We can change this by adding a query parameter to thr request. Here we use the `req_url_path_append`.
```{r}
tab <- request(url) |>
req_url_path_append("?$limit=10000000") |>
req_perform() |>
resp_body_string() |>
read_csv()
dim(tab)
```
The CDC service returns data in csv format. A more common format used by web services is JSON. The CDC also provides data in json format through a the url:
```{r}
url <- "https://data.cdc.gov/resource/gvsb-yw6g.json"
```
To extract the data table we use the `fromJSON` function.
```{r}
tab <- request(url) |>
req_perform() |>
resp_body_string() |>
fromJSON(flatten = TRUE)
```
When working with APIs, it's essential to check the API's documentation for rate limits, required headers, or authentication methods. The `httr` package provides tools to handle these requirements, such as setting headers or using OAuth authentication.

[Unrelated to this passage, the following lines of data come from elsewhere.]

PR #16, opened 2019-09-17
tests: make pytest start ratbag-emu & better internal api

FFY00:
Signed-off-by: Filipe Laíns <lains@archlinux.org>

PR #18, opened 2019-09-20
Run pytest in qemu from gitlab CI

bentiss:
I initially wanted to wait for #16 to be merged first, but looks like it's taking too much time.

This basically enables true CI for this project: whenever we push something, a pipeline is triggered on https://gitlab.freedesktop.org/bentiss/libratbag-tests which will clone the repo, and run a full pytest in qemu.


tests/test_server.py
```diff
@@ -57,7 +57,23 @@ def udev_rules(self):
             rules.unlink()
             self.reload_udev_rules()
 
-    @pytest.fixture(autouse=True)
+    @pytest.fixture(autouse=True, scope='session')
+    def server(self):
+        p = None
+        logs = f'ratbag-emu-log-{strftime("%Y-%m-%d_%H-%M")}'
+        with open(f'{logs}-stdout.txt', 'w') as stdout, \
+             open(f'{logs}-stderr.txt', 'w') as stderr:
```
FFY00: Is there any way for this files to be recovered from the CI?

FFY00:
> I initially wanted to wait for #16 to be merged first, but looks like it's taking too much time.

Sorry about that, I got tied up in other stuff.

> This basically enables true CI for this project: whenever we push something, a pipeline is triggered on gitlab.freedesktop.org/bentiss/libratbag-tests which will clone the repo, and run a full pytest in qemu.

Are github actions enabled? Can we get it to trigger here?

Also, why didn't the normal CI run? You don't seem to have touched it in the PR.

tests/test_server.py
bentiss: sure, I can add those as artifacts.

On this note, I should rewrite the whole `libratabg-tests` history, but I'll be out for the next 2-3 weeks in conferences, so I wanted to get the PR in first.

FFY00: Do you think we can get this working before that? Both in here and in libratbag?

bentiss:
> Sorry about that, I got tied up in other stuff.

no worries. I wrote a better code, so that's fine :) (kidding)

> Are github actions enabled? Can we get it to trigger here?

yes, they are on the entire libratbag organization.
I am not 100% sure it will work for PR, as github is refactoring the way pipelines and checks are running. But for that being checked, I need to enable this in the master branch first.

> Also, why didn't the normal CI run? You don't seem to have touched it in the PR.

CI was run on the original commit https://github.com/bentiss/ratbag-emu/commit/06be5ac30e253735622391df404813a44c3dde7b

I guess this is where we will have a little bit of baby steps to know when the CI will get run.

tests/test_server.py
bentiss: well, too late, I already pushed the button.

I could do it, but I really don't have time right now. I'll try to have it by the end of the day however.

FFY00: No, I meant do you think we can get the CI working, here and in libratbag, before you leave? If you don't have time I can try to port this to libratbag, I don't think it should be that hard.

bentiss: Ci is already passing for this repo.
The setup has been done so that if the only thing we need is install hid-tools, install requirements.txt, run pytest it should be working for libratbag.

However, there is a chance we will need to manually install ratbag-emu for libratbag, so there might be tweaks to do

## Exercises (will not be included in midterm)
(@) Visit the following web page: [https://web.archive.org/web/20181024132313/http://www.stevetheump.com/Payrolls.htm](https://web.archive.org/web/20181024132313/http://www.stevetheump.com/Payrolls.htm)
Notice there are several tables. Say we are interested in comparing the payrolls of teams across the years. The next few exercises take us through the steps needed to do this.
Start by applying what you learned to read in the website into an object called `h`.
(@) Note that, although not very useful, we can actually see the content of the page by typing:
```{r, eval = FALSE}
html_text(h)
```
The next step is to extract the tables. For this, we can use the `html_nodes` function. We learned that tables in html are associated with the `table` node. Use the `html_nodes` function and the `table` node to extract the first table. Store it in an object `nodes`.
(@) The `html_nodes` function returns a list of objects of class `xml_node`. We can see the content of each one using, for example, the `html_text` function. You can see the content for an arbitrarily picked component like this:
```{r, eval = FALSE}
html_text(nodes[[8]])
```
If the content of this object is an html table, we can use the `html_table` function to convert it to a data frame. Use the `html_table` function to convert the 8th entry of `nodes` into a table.
(@) Repeat the above for the first 4 components of `nodes`. Which of the following are payroll tables:
a. All of them.
b. 1
c. 2
d. 2-4
(@) Repeat the above for the first __last__ 3 components of `nodes`. Which of the following is true:
a. The last entry in `nodes` shows the average across all teams through time, not payroll per team.
b. All three are payroll per team tables.
c. All three are like the first entry, not a payroll table.
d. All of the above.
(@) We have learned that the first and last entries of `nodes` are not payroll tables. Redefine `nodes` so that these two are removed.
(@) We saw in the previous analysis that the first table node is not actually a table. This happens sometimes in html because tables are used to make text look a certain way, as opposed to storing numeric values.
Remove the first component and then use `sapply` and `html_table` to convert each node in `nodes` into a table. Note that in this case, `sapply` will return a list of tables. You can also use `lapply` to assure that a list is applied.
(@) Look through the resulting tables. Are they all the same? Could we just join them with `bind_rows`?
(@) Create two tables, call them `tab_1` and `tab_2` using entries 10 and 19.
(@) Use a `full_join` function to combine these two tables. Before you do this you will have to fix the missing header problem. You will also need to make the names match.
(@) After joining the tables, you see several NAs. This is because some teams are in one table and not the other. Use the `anti_join` function to get a better idea of why this is happening.
(@) We see see that one of the problems is that Yankees are listed as both _N.Y. Yankees_ and _NY Yankees_. In the next section, we will learn efficient approaches to fixing problems like this. Here we can do it "by hand" as follows:
```{r, eval=FALSE}
tab_1 <- tab_1 |>
mutate(Team = ifelse(Team == "N.Y. Yankees", "NY Yankees", Team))
```
Now join the tables and show only Oakland and the Yankees and the payroll columns.